[Saved entries]
PR #229, opened 2022-04-04
Use generics for list types.

zenhack:
This defines two generic types in the main package, `EnumList` and `StructList`, and then makes the generated `Foo_List` types aliases for one or the other, depending on the representation of the type.

I'd like to add the ability to do `NewStructList[Foo](seg, length)`, but that requires NewStructList to be able to get the correct sizes for the struct `Foo`; doable, but I'm going to punt to a later patch.


lthibault (approved):
LGTM.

Exercise aim:
Go through the entries and copy every line that has "types".

Solution for this task:
Use generics for list types.
This defines two generic types in the main package, `EnumList` and `StructList`, and then makes the generated `Foo_List` types aliases for one or the other, depending on the representation of the type.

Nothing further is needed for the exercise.